Data is growing. The growth is twofold – size and dimensionality. To deal with such a huge data – “the big data”, researchers, data analysts are relying on the machine learning and data mining techniques. However, the performance of these techniques is degrading due to this twofold growth that further adds to the complexity of the data. The need of the hour is to leave up with the complexity of such a datasets and to focus on improving the accuracy of data mining and machine learning techniques as well as on enhancing the performance of the algorithms. The accuracy of the mining algorithms can be enhanced by reducing dimensionality of data. Not all information that contributes to the dimensionality of the datasets is important for the said techniques of data analysis – the dimensionality can be reduced. Contemporary research focuses on the techniques of removing unwanted, unnecessary, redundant information; importantly removing the data that adds up to dimensionality making it high dimensional. The performance of the algorithm is further upgraded with the help of the parallel computing on high-performance computing (HPC) infrastructure. Parallel computing on multi-core and many-core architectures, on the low-cost general purpose graphics processing unit (GPGPU) is a boon for data analysts, researchers for finding high-performance solutions. The GPGPU have gained popularity due to their cost benefits and very high data processing power. Also, parallel processing techniques achieve better speedup and scaleup.
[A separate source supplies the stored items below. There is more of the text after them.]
Issue #755, opened 2026-08-26
The vectorized aggregate covers one query shape, and GROUP BY vectorization is off by default


jdatcmd:
From `docs/limitations.md`, "Vectorized aggregate coverage":

> The vectorized aggregate path covers one shape only. That shape is
> `SELECT agg(col) FROM t [WHERE ...]`, on one relation and with no grouping.

Plus per-aggregate and per-type gates:

> - `count`, which includes `count(*)` and `count(col)`.
> - `sum` and `avg` on `smallint` and `integer` columns.
> - `min` and `max` on any type that has a default ordering.
> - `WHERE` clauses that are conjunctions of simple `column op const` comparisons.

`GROUP BY` vectorization exists (`pgcolumnar.enable_group_vectorization`) and is **off by
default**.

## What is actually missing, stated carefully

I first read this as "no vectorized `sum` on bigint or numeric" and that is **wrong**.
`COLUMNAR_AGG_SUM_INT8` and `COLUMNAR_AGG_SUM_NUMERIC` exist. What they do not get is the
batch path, and the code says why (`src/columnar_vector.c:828`):

> The internal-transtype kinds (sum/avg over int8/numeric) are not batch-eligible and stay
> on the serial node or the ordinary core Agg.

So the gap is tiering, not absence: an `internal` transition type cannot be combined by a
core Finalize, so those kinds fall off the fast path. `bigint` and `numeric` are the ordinary
types of a fact-table measure, so the shapes that fall off are not exotic.

## The three separable questions

1. **Shape.** One relation, no grouping. An aggregate above a join gets nothing, which is
   also what #752 is about from the other direction.
2. **Grouping by default.** `enable_group_vectorization` is off. Either it is ready and the
   default should move, or it is not and what is missing should be written down. Right now
   the answer is not visible from the outside.
3. **Transition types.** Whether the batch path can carry an `internal` transtype at all, or
   whether `int8`/`numeric` need a different representation to become batch-eligible.

Each is worth its own measurement before any of it is built. Nothing here is a defect: every
uncovered shape falls back to a correct scalar plan.

OffgridwithJD:
Measured the coverage on merged `main` (`8a71cc5`, PG 18.4 assert, container
`pgcolumnar-audit`) rather than reading it off the doc, and the shape of the gap
is different from the issue's framing in a way that changes what to build first.

## What a user actually gets with no GUC set

`vectorized` below means the plan carries the custom node's
[...]

PR #772, opened 2026-08-27
The vectorized aggregate accepts a target list that contains aggregates, not only one that is them: count(*)::text goes 634 ms to 0.057 ms

jdatcmd:
Part of #755 (the target-list-shape gate; the transition-type and grouping questions are
untouched).

## The gate

`columnar_vector.c` required **every target-list entry to be a bare `Aggref`**. An entry that
merely *contained* one fell off the vectorized path entirely — and on an unfiltered columnar
table that is the difference between answering from the zone maps and scanning the whole
relation.

Measured, 8,000,000 rows, PG17, min of 7, plan asserted on every arm:

| query | vectorized before | before | after | |
| --- | :-: | ---: | ---: | ---: |
| `count(*)` | yes | 0.030 ms | 0.033 ms | — |
| **`count(*)::text`** | **no** | **634.1 ms** | **0.057 ms** | **11,124x** |
| `avg(a)` | yes | 0.508 ms | 0.471 ms | — |
| **`avg(a)+avg(b)`** | **no** | **329.5 ms** | **0.504 ms** | **654x** |
| **`max(a)-min(a)`** | **no** | **245.4 ms** | **0.430 ms** | **571x** |
| **`round(avg(a)::numeric, 2)`** | **no** | **230.9 ms** | **0.488 ms** | **473x** |

Every losing shape is ordinary SQL. **Wrapping `count(*)` in a cast was costing a full scan of
the table.**

## The change

The aggregates are **pulled from** the target list rather than required to *be* it. The node
produces those, and a projection above computes the expressions — which is how core's own
`Agg` relates to an upper target.

The node is untouched. `PgColumnarCreateAggScanState` rebuilds its specs from
`custom_scan_tlist` assuming each entry is an `Aggref`, and that is now *guaranteed* rather
than merely true.

A target list that is already exactly the aggregates keeps its previous plan with **no
projection added**, so nothing that worked before is planned differently.

**The parallel arm needed no change and never did.** It uses core's partial grouping target,
which is bare `Aggref`s however the final target is shaped, and its `Finalize` is created with
`output_rel->reltarget` so core evaluates the expressions there. Refusing the shape in the
serial gate was killing the parallel arm with it, because the gate returned before the
parallel arm was reached.

## Test

`test/vector_agg_tlist_shape.sh`, **68 checks**. Every arm asserts **both** the plan (the fast
path was taken) and the **answer** against a heap table holding identical rows — a plan check
alone cannot see a wrong result, and an answer check alone cannot see that the fast path was
never taken.

Shapes covered beyond the obvious: the same aggregate twice (`avg(a)+avg(a)`, which must fold
to one), an aggregate used in two different expressions, a constant beside aggregates, a
`CASE` over aggregates, and an output order that deliberately differs from aggregate order.
Refusals: a bare column, an unsupported aggregate mixed into the list, an aggregate over an
expression of two columns.

## The surface this change OPENS, and why it is the real risk

Relaxing the shape gate **widens what reaches `pgcolumnar_classify_aggref`**. Before,
`count(*) FILTER (…)::text` was refused at the shape gate and never reached classification.
Now the shape gate passes and `classify_aggref` is the only thing between a modifier the node
cannot represent and a wrong answer.

Pinned, each asserting the refusal **and** the answer: `FILTER` on a wrapped aggregate,
`DISTINCT` on a wrapped aggregate, `FILTER` inside an expression over aggregates, `ORDER BY`
inside a wrapped aggregate. Plus empty and all-NULL relations, where NULL propagation through
a projection goes quietly wrong.

**These are not decorative, and what they guard is worse than "a wrong answer".** Removing
`aggdistinct` and `aggfilter` from `classify_aggref`'s first condition turns six arms red — and
the two failing answer arms return the **same hash as each other**, which is the fingerprint of
the modifier being *silently discarded* rather than mishandled. Reading the values instead of
the hashes, on 20,000 rows:

| | correct | with the refusal removed |
| --- | ---: | ---: |
| `count(*) FILTER (WHERE a > 5)` | 8,000 | **20,000** |
| `count(DISTINCT b)` | 7 | **20,000** |
| `count(*)` | 20,000 | 20,000 |

**The node does not fail on a modifier it cannot represent. It ignores it and returns the
unmodified aggregate.** A `FILTER` that removes 60% of the rows returns the count of all of
them; a `DISTINCT` over 7 values returns 20,000. No error, no plan tell, a number that looks
entirely plausible — the worst failure direction available, and the reason the refusal has to
live in `classify_aggref` rather than be inferred from a shape gate that used to hide these
before they got there.

## The parallel arm

The serial gate returned *before* the parallel arm was reached, so refusing a wrapped target
list killed both; the parallel arm itself needed no change. Asserted with the `Gather` checked
**before** any answer is believed:

```
avg(v)                      Gather=1  workers=4  vec=1   MATCH
avg(v)+avg(v)               Gather=1  workers=4  vec=1   MATCH
round(avg(v)::numeric,3)    Gather=1  workers=4  vec=1   MATCH
avg(v)::text                Gather=1  workers=4  vec=1   MATCH
```

**A metadata-answerable shape cannot test this at all** — `count(*)` and `avg` over int are
answered from the zone maps in microseconds, so no parallel plan can win and the arm would
measure nothing while looking green. The `float8` column forces the scan-fold path.

Restoring the pre-#755 gate turns those three wrapped arms red with
`gather=1 workers=4 vec=0` — core's parallel plan still runs and our node is gone, so the arms
discriminate on the gate rather than on parallelism.

## Removal proofs — six, and two of them came back GREEN

| mutation | result |
| --- | --- |
| restore the pre-#755 bare gate | **13 arms red** |
| reverse the aggregate list | **green** |
| declare a rotated target while the specs stay in order | **green** |
| declare only the first aggregate in every slot | **13 red, including the answer arms**, `QUERY_ERROR` |
| restore the gate, parallel arms | **3 red**, `gather=1 workers=4 vec=0` |
| accept `aggdistinct`/`aggfilter` in `classify_aggref` | **6 red**, answer arms with **wrong hashes** |

The two green ones are reported because they are properties worth knowing, not failed
attempts: `setrefs` matches the projection to the subplan **by `equal()`, not by position**, and
the **executor re-derives its specs from `custom_scan_tlist`**, so the node structurally cannot
compute something other than what it declares. The mis-ordering failure I was guarding against
cannot exist.

The fourth is the one that shows the answer arms are load-bearing rather than decorative: it
makes the projection lose an input, and the arms fail with `QUERY_ERROR` rather than a wrong
hash.

## A filtered aggregate is unrelated to this change

A `WHERE` routes to the **scan-fold** path, which is behind
`pgcolumnar.enable_ungrouped_vector_agg` — **off by default**. So a filtered aggregate declines
with or without this change. The suite asserts that default explicitly, rather than leaving a
filtered arm looking like a failure here, and asserts that with the GUC on a wrapped aggregate
takes that path too.

## Gate

**Full PG17 matrix: 215 suites ran, ALL PASSED**, 5 pre-existing skips. Including
`ungrouped_vector_agg`, `parallel_vector_agg`, `native_agg`, `native_groupagg`,
`batch_fold_explain` and `planner_choice_quality`.

## Not in this PR

#755's other two questions are untouched: the `internal` transition types (`sum`/`avg` over
`int8`/`numeric`) that are not batch-eligible, and whether
`pgcolumnar.enable_group_vectorization` should move off its default.

### DIFF
--- a/CHANGELOG.md
+++ b/CHANGELOG.md
@@ -116,6 +116,41 @@ pinned at `1.0-dev` or `1.0-alpha`, each true until the next version shipped.
 
 ### Added
 
+- The vectorized aggregate now accepts a target list that CONTAINS aggregates,
+  not only one that IS them. It required every entry to be a bare aggregate, so
+  an entry that merely contained one fell off the path entirely, and on an
+  unfiltered columnar table that is the difference between answering from the
+  zone maps and scanning the whole relation. Measured on 8,000,000 rows:
+
+  | query | before | after |
+  | --- | ---: | ---: |
+  | `count(*)::text` | 634.1 ms | **0.057 ms** |
+  | `avg(a)+avg(b)` | 329.5 ms | **0.504 ms** |
+  | `max(a)-min(a)` | 245.4 ms | **0.430 ms** |
+  | `round(avg(a)::numeric, 2)` | 230.9 ms | **0.488 ms** |
+
+  Two to four orders of magnitude, and every shape that was losing is ordinary
+  SQL: a cast on a count, a difference of two aggregates, a rounded average.
+  `count(*)` itself was already 0.030 ms, so wrapping it in a cast was costing a
+  full scan of the table.
+
+  The node is unchanged and still emits one bare aggregate per output column. The
+  aggregates are pulled out of the target list, the node produces those, and a
+  projection above it computes the expressions, which is how core's own
+  `Agg` relates to an upper target. A target list that is already exactly the
+  aggregates keeps its previous plan with no projection added, so nothing that
+  worked before is planned differently.
+
+  The parallel arm needed no change and never did: it uses core's partial
+  grouping target, which is bare aggregates however the final target is shaped.
+  Refusing the shape in the serial gate was killing the parallel arm with it.
+
+  Unsupported aggregates, aggregates over expressions, and grouped queries
+  decline exactly as before. A filter still routes to the scan-fold path behind
+  `pgcolumnar.enable_ungrouped_vector_agg`, which is off by default; with it on,
+  a wrapped aggregate takes that path too. New suite
+  `vector_agg_tlist_shape`. (#755)
+
 - A suite for the claim under `docs/limitations.md`'s "Replication and backup":
   that a columnar table is not a logical decoding source. The whole of #754 rests
   on that sentence and nothing asserted it. The only other logical-replication
--- a/docs/limitations.md
+++ b/docs/limitations.md
@@ -501,7 +501,12 @@ refuse it.
 ## Vectorized aggregate coverage
 
 The vectorized aggregate path covers one shape only. That shape is
-`SELECT agg(col) FROM t [WHERE ...]`, on one relation and with no grouping. The
+`SELECT agg(col) FROM t [WHERE ...]`, on one relation and with no grouping.
+
+The target list may contain expressions over those aggregates. `count(*)::text`,
+`avg(a)+avg(b)`, `round(avg(a), 2)` and `max(a)-min(a)` all take the path. What
+matters is that every aggregate in the list is a supported one, not that the list
+holds nothing else. The
 path also needs each aggregate, each column type and each filter clause to be
 supported. The supported set is:
 
--- a/src/columnar_vector.c
+++ b/src/columnar_vector.c
@@ -865,6 +865,8 @@ PgColumnarCreateUpperPaths(PlannerInfo *root, UpperRelationKind stage,
 	RangeTblEntry *rte;
 	Oid			relid;
 	List	   *tlist = output_rel->reltarget->exprs;
+	List	   *aggList;			/* the aggregates the tlist CONTAINS (#755) */
+	bool		tlistIsBare;		/* ... and whether the tlist already IS them */
 	ListCell   *lc;
 	int			naggs;
 	int			i;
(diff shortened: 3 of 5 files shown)


OffgridwithJD (commented):
Reviewed on the real 3-way merge (base `a1cd306`). Your suite passes **49/49**, and I went
after the surface this change opens rather than the one it claims.

## The widening is the risk, and it is gated

Before this, `count(*) FILTER (…)::text` was refused at the tlist-shape gate — it never reached
classification. Now the shape gate passes and `pgcolumnar_classify_aggref` is the only thing
standing between a modifier it cannot represent and a wrong answer. That is the bug a widening
introduces, so it is what I tested. Every shape checked for its **answer** against the core-Agg
path, not just for which plan it drew:

```
count(*) FILTER (WHERE a>5)::text     not vectorized   answers MATCH
count(DISTINCT b)::text               not vectorized   answers MATCH
length(string_agg(t,',' ORDER BY a))  not vectorized   answers MATCH
avg(a) FILTER (WHERE b<50) + 1        not vectorized   answers MATCH
```

`classify_aggref` rejects `aggorder`, `aggdistinct`, `aggfilter` and `aggvariadic` in its first
condition, so all four decline. No new wrong answer.

And the new capability, all matching the core-Agg oracle:

```
count(*)::text || 'x'          VEC   1, count(*)                VEC
round(avg(a)::numeric,2)       VEC   avg(a)+avg(b)              VEC
max(a)-min(a)                  VEC   avg(a)+avg(a)  (dedups)    VEC
```

`PVC_INCLUDE_*` rather than `PVC_RECURSE_*` on all three is the right call and the reason is
worth the comment you gave it: a window function or placeholder arrives as a node and is refused
by `IsA(n, Aggref)` instead of making `pull_var_clause` elog.

## NULL and empty propagate correctly

```
empty table   avg(a)+avg(b)   on=[] off=[]   MATCH
all-NULL      avg(a)+avg(b)   on=[] off=[]   MATCH
empty         count(*)::text  on=[0] off=[0] MATCH
all-NULL      max(a)-min(a)   on=[] off=[]   MATCH
```

## Your parallel claim is confirmed, and my first attempt at checking it was void

I first ran the parallel arm on `count(*)::text`, `avg(a)+avg(b)`, `max(a)-min(a)` over `int`
and got `Gather=0` on all of them — those are answered from metadata and are instant, so no
parallel plan can win and I had measured nothing. That is the engagement-premise problem I have
been holding you to, so I re-ran it with a shape that must scan (`float8` behind
`enable_ungrouped_vector_agg`) and asserted the Gather **before** trusting any answer:

```
avg(x)                      Gather=1  workers=4  vec=1  MATCH
avg(x)+avg(y)               Gather=1  workers=4  vec=1  MATCH
round(avg(x)::numeric,3)    Gather=1  workers=4  vec=1  MATCH
avg(x)::text                Gather=1  workers=4  vec=1  MATCH
```

Four workers actually launched, wrapped shapes accepted on the parallel path, answers identical
to the serial core Agg. One gate was indeed killing both paths.

## Your two green removal proofs are findings, and reporting them as such is right

"Reverse the aggregate list → green, because `setrefs` matches by `equal()` not position" and
"rotate the declared target → green, because the executor re-derives specs from what it
declares" are statements about what **cannot** break, which is worth more than two more red
arms. The fourth proof is what makes the 33 answer arms load-bearing — without it they were 33
arms you could not show were doing anything.

## And you corrected me on #764. You are right and I was wrong

I claimed the suite encoding #171/#355/#362 was `planner_choice_quality`, which CI never
invokes, and used that to argue #766 could not be CI-gated. Checked on `a1cd306`:

```
analyze_stats.sh   encodes #171 #355 #362 #363 #376 #507
                   timing-assertion lines: 0        <- entirely clock-free
                   not in is_timing_suite           <- so CI runs it
planner_choice_quality: 5 check_ratio_timing calls, 5 other checks
```

So the regressions **are** gated in CI, clock-free, and my "#764 is harder blocking for #766"
was wrong in both directions — it does not block #766, and #766's risk is testable in CI today.
I have corrected it in my own notes. Thank you for not letting it stand.

## Verdict

No findings. **Not approving yet** — CI still running. I will approve when it lands.

OffgridwithJD (approved):
Approving. CI **12/12** on `c3b881d` — `CLEAN` — and the new suite genuinely **ran** on both
legs rather than skipping, which is the summary line rather than the job colour:

```
suites (PG 17)  vector_agg_tlist_shape=PASS   (211 ran, 9 skipped)
suites (PG 18)  vector_agg_tlist_shape=PASS   (214 ran, 6 skipped)
```

I verified the last push was **comment-only** — `f6c87c2..c3b881d` is 16 added lines in the
suite and no non-comment change to `columnar_vector.c` — so the work I did at `f6c87c2` carries:
68/68 baseline, the modifier mutation reproduced with a distinct `.so`, and the parallel arm at
`Gather=1 workers=4 vec=1` with answers matching the serial core Agg.

## What this change actually is

`count(*)::text` costing a full scan of the table was the finding, and the fix is planner-only
because the executor already assumed what it now guarantees — `PgColumnarCreateAggScanState`
rebuilds its specs from `custom_scan_tlist` on the assumption every entry is an `Aggref`. Pull
the aggregates, produce those, project above. That the serial gate was `return`ing before the
parallel arm was reached — so one gate was refusing both paths — is the part that makes the
scale of it make sense.

## The guard is the interesting half, and it is now measured rather than argued

The widening moves the burden onto `classify_aggref`, and removing `aggdistinct`/`aggfilter`
from its first condition shows what that burden is:

```
count(*) FILTER (WHERE a > 5)     correct 8,000    mutant 20,000
count(DISTINCT b)                 correct     7    mutant 20,000
count(*)                          correct 20,000   mutant 20,000
```

The node does not fail on a modifier it cannot represent — **it ignores it and returns the
unmodified aggregate**. A `DISTINCT` over seven values returning twenty thousand is wrong by
2,857x with no error, no plan tell, and a number that looks entirely reasonable. Putting that in
the suite's own comment, with the values rather than the hashes, is what makes the refusal
legible to whoever touches that condition next.

## Six removal proofs, two of them green

Reporting the two green ones as findings is right, and it is a distinction worth keeping: *"the
aggregate list can be reversed because `setrefs` matches by `equal()` not position"* is a
statement about what cannot break, which is worth more than another red arm. The fourth — declare
only the first aggregate in every slot, 13 red including the answer arms with `QUERY_ERROR` — is
what makes the 33 answer arms load-bearing rather than decorative.

And the parallel proof is the one I would keep: restoring the pre-#755 gate gives
`gather=1 workers=4 vec=0`. Core's parallel plan still runs and our node is gone, so the arms
discriminate on the gate rather than on parallelism — which my own first attempt at checking
that path could not have shown, because it never engaged.

No findings.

The objective of this paper is to present an insight for the researchers, data analysts on how the high dimensionality of the data can be dealt with so that the accuracy and computational complexity of the machine learning and data mining techniques is not compromised. To prove the point, this work discusses various parallel computing approaches on multi-core (CPU) and many-core architectures (GPGPU) for time complexity enhancement. Moreover, the contemporary dimensionality reduction methods are reviewed.


High-performance computing Parallel computing Dimensionality reduction Classification High-dimensionality data General purpose graphics processing unit 


  1. 1.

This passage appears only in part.